[DATA TO EXAMINE — start]

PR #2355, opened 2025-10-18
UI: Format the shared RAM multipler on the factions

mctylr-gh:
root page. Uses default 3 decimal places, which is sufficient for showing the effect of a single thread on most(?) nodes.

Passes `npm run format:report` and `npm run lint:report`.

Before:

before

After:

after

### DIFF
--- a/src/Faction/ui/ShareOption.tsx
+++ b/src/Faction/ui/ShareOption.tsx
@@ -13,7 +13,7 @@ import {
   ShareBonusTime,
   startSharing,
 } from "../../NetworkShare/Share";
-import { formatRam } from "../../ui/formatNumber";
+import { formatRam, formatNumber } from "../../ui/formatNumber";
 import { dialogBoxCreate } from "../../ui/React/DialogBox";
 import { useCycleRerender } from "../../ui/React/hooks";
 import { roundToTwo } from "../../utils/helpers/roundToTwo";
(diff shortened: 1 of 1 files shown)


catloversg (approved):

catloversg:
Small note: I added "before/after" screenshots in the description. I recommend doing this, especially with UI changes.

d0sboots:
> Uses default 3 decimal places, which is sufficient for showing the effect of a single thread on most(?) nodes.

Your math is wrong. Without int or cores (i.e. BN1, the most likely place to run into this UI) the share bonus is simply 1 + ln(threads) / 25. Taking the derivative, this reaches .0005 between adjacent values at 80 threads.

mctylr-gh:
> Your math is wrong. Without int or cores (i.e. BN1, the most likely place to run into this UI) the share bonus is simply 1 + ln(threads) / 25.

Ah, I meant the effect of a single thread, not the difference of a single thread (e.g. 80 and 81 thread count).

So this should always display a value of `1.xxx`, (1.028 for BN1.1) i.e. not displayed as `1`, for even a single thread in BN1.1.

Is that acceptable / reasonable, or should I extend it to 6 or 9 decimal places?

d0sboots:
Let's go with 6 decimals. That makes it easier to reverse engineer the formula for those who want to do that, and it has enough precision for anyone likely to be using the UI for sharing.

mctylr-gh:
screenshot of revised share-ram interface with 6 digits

[DATA TO EXAMINE — finish]
[DATA TO EXAMINE — start]

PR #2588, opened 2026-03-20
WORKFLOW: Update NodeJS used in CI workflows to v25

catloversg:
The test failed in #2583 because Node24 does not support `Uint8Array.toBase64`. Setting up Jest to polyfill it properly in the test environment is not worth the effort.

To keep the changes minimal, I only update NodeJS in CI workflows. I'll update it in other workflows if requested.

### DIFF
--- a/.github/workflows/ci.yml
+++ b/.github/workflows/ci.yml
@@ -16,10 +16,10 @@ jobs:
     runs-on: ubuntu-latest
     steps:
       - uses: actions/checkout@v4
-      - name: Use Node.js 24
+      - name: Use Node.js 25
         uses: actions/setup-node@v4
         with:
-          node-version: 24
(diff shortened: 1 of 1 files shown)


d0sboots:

[DATA TO EXAMINE — finish]

### TASK BRIEF
From the records above, reproduce exactly the lines from the one with "PR #2355, opened 2025-10-18" to the one with "screenshot of revised", both included, and no others.

### OUTPUT
PR #2355, opened 2025-10-18
UI: Format the shared RAM multipler on the factions

mctylr-gh:
root page. Uses default 3 decimal places, which is sufficient for showing the effect of a single thread on most(?) nodes.

Passes `npm run format:report` and `npm run lint:report`.

Before:

before

After:

after

### DIFF
--- a/src/Faction/ui/ShareOption.tsx
+++ b/src/Faction/ui/ShareOption.tsx
@@ -13,7 +13,7 @@ import {
   ShareBonusTime,
   startSharing,
 } from "../../NetworkShare/Share";
-import { formatRam } from "../../ui/formatNumber";
+import { formatRam, formatNumber } from "../../ui/formatNumber";
 import { dialogBoxCreate } from "../../ui/React/DialogBox";
 import { useCycleRerender } from "../../ui/React/hooks";
 import { roundToTwo } from "../../utils/helpers/roundToTwo";
(diff shortened: 1 of 1 files shown)


catloversg (approved):

catloversg:
Small note: I added "before/after" screenshots in the description. I recommend doing this, especially with UI changes.

d0sboots:
> Uses default 3 decimal places, which is sufficient for showing the effect of a single thread on most(?) nodes.

Your math is wrong. Without int or cores (i.e. BN1, the most likely place to run into this UI) the share bonus is simply 1 + ln(threads) / 25. Taking the derivative, this reaches .0005 between adjacent values at 80 threads.

mctylr-gh:
> Your math is wrong. Without int or cores (i.e. BN1, the most likely place to run into this UI) the share bonus is simply 1 + ln(threads) / 25.

Ah, I meant the effect of a single thread, not the difference of a single thread (e.g. 80 and 81 thread count).

So this should always display a value of `1.xxx`, (1.028 for BN1.1) i.e. not displayed as `1`, for even a single thread in BN1.1.

Is that acceptable / reasonable, or should I extend it to 6 or 9 decimal places?

d0sboots:
Let's go with 6 decimals. That makes it easier to reverse engineer the formula for those who want to do that, and it has enough precision for anyone likely to be using the UI for sharing.

mctylr-gh:
screenshot of revised share-ram interface with 6 digits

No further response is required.